§ Task directions
Below are records; how many of their lines hold the string "issues"? Reply with nothing but the number.

§ Input for this task
++++++++

PR #399, opened 2026-09-17
Imp: Ported Rest and Polish Pass

meluge:
This is follow up to PR 347.

- The case study and the throw section is now ported.
- Dropped some stale dev notes and polished AI generated proofs.


mwhicks1 (approved):
I made a few tweaks, and then I did the work to make exercises visible/not as per the Rocq, and to add the grading annotations. I had Claude help with these things -- no text was changed, just metadata.

PR #401, opened 2026-09-17
IndProp polishing (mostly low level)

bcpierce00:


LF/IndProp.lean
```diff
@@ -1052,13 +1046,17 @@ example (n : Nat) (hEven : Even n) (h : n = 1) : true = false := by
 :::
 ::::
 
+:::dev "Claude"
+None of this quiz's options matches its solution. In the `succ_succ` case the hypothesis is `n + 2 = 1`, and `contradiction` alone does not close it (checked); `injection` is needed first, as the solution shows. So (C) is not sufficient as stated and (D) is the literally correct answer, which is presumably not intended. Options: add `injection` to option (C) or as a new option, or change the hypothesis to one that `cases` and `contradiction` refute directly.
+:::
+
```
mwhicks1: I prefer leaving the answer as (D) -- if we don't have "insufficient tactics" occasionally, it's just a waste to include it.

mwhicks1 (approved):

LF/IndProp.lean
mwhicks1: (fixed)

mwhicks1 (approved):

PR #402, opened 2026-09-17
Quick round of polishing on Automation.lean

bcpierce00:


LF/Automation.lean
```diff
@@ -54,22 +54,22 @@ theorem Perm3_In_old (α : Type) (x : α) (l₁ l₂ : List α)
...
 
 ::::full
-The {tactic}`lia` tactic implements a decision procedure for integer linear
-arithmetic, a subset of propositional logic and arithmetic. {tactic}`lia`
-is also a decision procedure for first-order logic.
-:::dev "@rogerburtonpatel"
+The {tactic}`lia` tactic implements a decision procedure for _linear integer
+arithmetic_: propositional formulas whose atoms are linear
+constraints over the natural numbers and integers.
+:::dev "Roger Burtonpatel (rogerburtonpatel)"
```
mwhicks1, line 66: We refer to first-order logic earlier, but I don't think we explain it there either. The only time we talk about it is in the introductory lecture slides, IIRC. Maybe Preface?

dsainati1 (approved):

mwhicks1 (approved):

LF/Automation.lean
mwhicks1: I'll address this in another PR.

PR #408, opened 2026-09-18
Fix confusing text in Tactics

dsainati1:
Student pointed out that the text here is misleading, given that the subsequent definition is `sorry`.


LF/Tactics.lean
```diff
@@ -640,8 +640,8 @@ let ⟨a, b⟩ := v
 
 ::::::full
 :::::exercise (rating := 3) (name := "zip_unzip'")
-Here is an implementation of the {name}`unzip` function from
-chapter {ref "Poly"}[Poly]:
+Recall the {name}`unzip` function from chapter {ref "Poly"}[Poly];
```
chenson2018, line 643: If I were copy pasting from `unzip` into `unzip'`, I would definitely forget to replace the recursive call in the second branch. 

It's a shame we have to copy over at all, I assume this is a grading/import limitation? If so, I'd at least leave a comment.

dsainati1: I believe based on https://github.com/plclub/sf-in-lean/pull/394 that direct use of Poly's `unzip` was removed for grading reasons. @ChengZ3 how much work would it be grading-wise to allow using the old function instead of renaming it?

mwhicks1 (approved):

LF/Tactics.lean
dsainati1: I am going to merge this for now to fix the narrative issue with the text, but I'll make a ::dev comment explaining the problem.

PR #84, opened 2018-03-06
Developer setup

MichaelMraka:
Slightly modified compose to make development easier.

How to instructions added to the end of README.

### DIFF
--- a/docker-compose.devel.yml
+++ b/docker-compose.devel.yml
@@ -1,0 +1,25 @@
+version: '3'
+
+services:
+  database:
+    volumes:
+      - ./database:/git
+    security_opt:
+      - label=disable
+    working_dir: /git
+
+  reposcan:
+    volumes:
+      - ./reposcan:/git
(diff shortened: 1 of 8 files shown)


grinrag:
Looks like the commit `808870e` is just a fixup for the first commit `ae65a27`. Could, you, please, merge them?

docker-compose.devel.yml
```diff
@@ -0,0 +1,38 @@
...
+      file: docker-compose.yml
+      service: database
+    volumes:
+      - ./database:/git
+    security_opt:
+      - label=disable
+    working_dir: /git
+
+  reposcan:
+    extends:
```
ggainey: 'extends' isn't supported by docker v3 :(

https://docs.docker.com/compose/compose-file/compose-versioning/#version-3

MichaelMraka: Oh My Docker... I've naively tested it on my v2 compose :(

PR #97, opened 2018-03-08
Fix error in JsonHandler

jiridostal:


eherget:
This fixed the issue I was having!

PR #107, opened 2018-03-12
api: updates: add filtering by reponame list.

grinrag:


webapp/updates.py
```diff
@@ -272,5 +285,9 @@ def process_list(cursor, data):
     response = {
         'update_list': answer,
     }
+
+    if provided_repo_ids is not None:
+        response.update({'repo_lsit': provided_repo_names})
```
MichaelMraka: typo "lsit" -> "list"
moreover we should we should agree together to use either repo or repository all across code consistently

PR #111, opened 2018-03-13
api: updates: for GET request handling we need to match packages name.

grinrag:
additional changes for the commit 3eb717cc1b7cc3c01c8af58a86d5e6b93d4cfea7

### DIFF
--- a/webapp/app.py
+++ b/webapp/app.py
@@ -76,7 +76,8 @@ class Application(tornado.web.Application):
     def __init__(self):
         handlers = [
             (r"/?", DocHandler),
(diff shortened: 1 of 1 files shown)


webapp/app.py
```diff
@@ -76,7 +76,7 @@ class Application(tornado.web.Application):
     def __init__(self):
         handlers = [
             (r"/?", DocHandler),
-            (r"/api/v1/updates/?", UpdatesHandler),
+            (r"/api/v1/updates/?.*", UpdatesHandler),
```
MichaelMraka: should be without '?' otherwise it matches e.g. /updateswhatever

PR #112, opened 2018-03-13
api: url for GET request should be without '/' at the end.

grinrag:
We are using rfind('/') method of a string and then cut cve/package/repo name, so URL for a GET request should be without '/' at the end.


ggainey:
Resolved merge-conflict and commited as 7b95b517c4bf8ca98f7c068a23b44f1a5523df88 - will try not to push buttons on github ui in future...

PR #121, opened 2018-03-14
Enable pylint in webapp

MichaelMraka:


grinrag:
First of all, I'm completely against of commits, which just fix pylint issues because these commits are rewriting the history. Then when I make `git blame` I don't see the real reason for some commits, instead of this I just see `pylint fixes` for many lines of code and I need to checkout to the previous commit to see the history. Possible solution - disable pylint warnings in such lines and add  FIXME message. 
Docstrings are very useful.  Unused imports and shebang also could be removed.

ggainey:
On my last check, it all Just Worked. accepted, with puzzlement

PR #122, opened 2018-03-14
SQL reformating & variable binding

MichaelMraka:


grinrag:
All commits with the same commit message. Could, you, please, merge them into one, since the reason of all these commits is the same.

Issue #119, opened 2018-03-13
Errata API missing data for fields


eherget:
There are four fields that are defined in the VMaaS API details draft document for which I could not find existing data in the database.  This issue is to add the fields to the database and update the Errata API implementation to include these fields in the response.

- type
- summary
- bugzilla list
- reference list

eherget:
PR #141 adds type and summary fields to errata.

eherget:
PR #157 finishes this issue.

PR #157, opened 2018-03-20
Add more errata data

eherget:
This finishes Issue #119.
It also reworks how the various lists of info in an erratum are retrieved - it makes 3 db queries to populate lists in all errata instead of 3 db queries per erratum.


eherget:
Please check my email before merging.

Issue #166, opened 2018-03-26
Wrong Content-Type in repo sync and cve sync response


mkoura:
For both ``/api/v1/sync/repo`` and ``/api/v1/sync/cve`` the ``Content-Type`` of the response is ``text/html; charset=UTF-8`` where it should be ``application/json; charset=UTF-8``.

The response data is JSON:
```json
{
	"success": true,
	"msg": "Repo sync task started."
}
```

It's important to set the Content-Type correctly so automated tools can handle the data contained in the response.

PR #171, opened 2018-03-26
166 - Teach reposcan to set Content-Type to app/json

ggainey:
There has to be a better/more-std/more-pythonic way to do this

tornado should auto-recognize write(dict) as Content-type app/json - what's the best way to make ResponseMsg return a dict instead of a string that just happens to look a lot like json?

### DIFF
--- a/reposcan/reposcan.py
+++ b/reposcan/reposcan.py
@@ -107,14 +107,15 @@ class SyncTask:
         return cls._running
 
 
-class ResponseMsg: # pylint: disable=too-few-public-methods
-    """Object used as API response to user, represented as JSON string."""
+class ResponseJson(dict): # pylint: disable=too-few-public-methods
+    """Object used as API response to user, represented as JSON"""
     def __init__(self, msg, success=True):
-        self.msg = msg
-        self.success = success
+        self['msg'] = msg
+        self['success'] = success
 
     def __repr__(self):
-        return json.dumps({"success": self.success, "msg": self.msg})
+        return json.dumps({"success1": self.success, "msg2": self.msg})
+
 
 
 class SyncHandler(RequestHandler):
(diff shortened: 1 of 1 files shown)


MichaelMraka:
What about
```
class ResponseJson(dict):
    """Object used as API response to user, represented as JSON."""
    def __init__(self, msg, success=True):
        self["msg"] = msg
        self["success"] = success
```
and then instead of 
```
self.write(msg)
```
or
```
self.write(str(ResponseMsg(msg, success=False)))
```

use
```
self.write(ResponseJson(msg, success=False)))
```

jdobes:
I agree, Tornado should automatically set JSON Content-Type when dictionary is passed to write method (we do this in webapp already). Currently there is string passed - `str(ResponseMsg(...))` with explicit JSON conversion in `__repr__` method.

ggainey:
Have to fix some pylint issues, do not merge

reposcan/reposcan.py
```diff
@@ -110,11 +110,12 @@ def is_running(cls):
 class ResponseJson(dict): # pylint: disable=too-few-public-methods
     """Object used as API response to user, represented as JSON"""
     def __init__(self, msg, success=True):
+        super(ResponseJson, self).__init__()
         self['msg'] = msg
         self['success'] = success
 
     def __repr__(self):
-        return json.dumps({"success1": self.success, "msg2": self.msg})
+        return json.dumps({"success1": self['success'], "msg2": self['msg']})
```
MichaelMraka: Isn't just ```return json.dumps(self)``` better/easier?

jdobes: Or we can remove the `__repr__` method completely, we don't call str() anymore.

ggainey: ugh, I'm an idiot - mim, yeah, should just be calling dumps on self. jdobes, I'll leave __repr__ in there, we're not using str(ResponseJson) now, but may want//need to.

MichaelMraka:
squashed into dfd83f475d5ad84ebdb2cd4617131b2f6a471de7
fixes #166

Issue #145, opened 2018-03-16
Disallow empty strings in database


MichaelMraka:
Any text/varchar column in  db should not allow empty strings.
Add constraints to disallow it.

PR #174, opened 2018-03-27
145 - Disallow empty strings in db

ggainey:
* Checkconstraint for empty on all TEXT fields
 * Teach cve_store to store null instead of '' when no-url-found
 * Teach updateinfo to store null if field is empty/white-space-only
 * Teach repository_store to store null instead of empty-string for key

### DIFF
--- a/database/vmaas_db_postgresql.sql
+++ b/database/vmaas_db_postgresql.sql
@@ -29,7 +29,7 @@ create or replace function isdigit(ch CHAR)
 $$ language 'plpgsql';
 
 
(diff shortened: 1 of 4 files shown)


ggainey:
Note that some of the data we grab is imperfect - e.g., there are Fedora updates that have no description-content. We prob need to go over the db and make sure that NOT NULL is only used in places where things really and truly MUST BE PRESENT (e.g., names/labels)

MichaelMraka:
merged as 7f0d744681c34a008d10db3d45c641275c976b68
fixes #145

PR #179, opened 2018-03-28
Repo and basearch filtering for /updates

MichaelMraka:
* Changes to make repo and basearch filtering on updates.
* updates.py code improvements

PR #180, opened 2018-03-28
find updates in repositories of same product

jdobes:
before:
- only updates from same repository are found

after:
- updates from repositories provided by same product are found (allows e.g. find update for pkg from optional in base repo and vice versa)
- releasever of original repo and update repo have to be same (prevents e.g. to update el6 package to el7 package because el6 and el7 are same product), it's possible to enhance it in future - specify allowed releasevers in request similarly as we specify repo labels


jdobes:
Let's check #179 first and rebase this PR then. There are going to be conflicts.

Issue #306, opened 2023-04-21
Improve CMake to make oneMKL easier to use


Rbiessy:
# Summary
I have faced issues when trying to use OneMKL as a dependency using CMake. From my testing currently users of oneMKL need to manually set the right includes or libraries to link in CMake to have oneMKL as a dependency. I would like to discuss if we can improve this.

# Version
Latest oneMKL commit, AFAIK this is not a recent issue.

# Environment
I am using the oneAPI 2023.1.0 package and using the [modules files](https://www.intel.com/content/www/us/en/docs/oneapi/programming-guide/2023-1/use-modulefiles-with-linux.html) to load `mkl` and `compiler`.
CMake 3.26.3.

# Steps to reproduce

## First approach
I have tried to use OneMKL in 2 ways. First using `FetchContent` as shown with the following `CMakeLists.txt`:
```
cmake_minimum_required(VERSION 3.13)
project(sample)

include(FetchContent)
set(BUILD_FUNCTIONAL_TESTS OFF)
set(BUILD_EXAMPLES OFF)
FetchContent_Declare(
    open_onemkl
    GIT_REPOSITORY https://github.com/oneapi-src/oneMKL.git
    GIT_TAG dc22279396def65b1af1742a45dda7afcf7c0a22
)
FetchContent_MakeAvailable(open_onemkl)

add_executable(test test.cpp)
target_link_libraries(test PRIVATE onemkl)
```
and the simplest `test.cpp`:
```
int main() { return 0; }
```
The CMake command `cmake -Bbuild .` is failing with:
```
CMake Error at build/_deps/open_onemkl-src/src/blas/CMakeLists.txt:43 (target_link_libraries):
  Target "onemkl_blas" links to:

    ONEMKL::SYCL::SYCL

  but the target was not found.  Possible reasons include:

    * There is a typo in the target name.
    * A find_package call is missing for an IMPORTED target.
    * An ALIAS target is missing.
```
and the same errors for all the other domains and backends. I think `FetchContent` is quite common in modern CMake. I have had more success with `ExternalProject` but this method has limitations and requires the user to manually set the include directory and link to the libraries as far as I know. Do you think it would be valuable to support this? I'm not sure what changes are needed to fix this so help would be appreciated.

## Second approach
Another common approach is to use `find_package(oneMKL)` like so:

++++++++

§ Completed exercise
3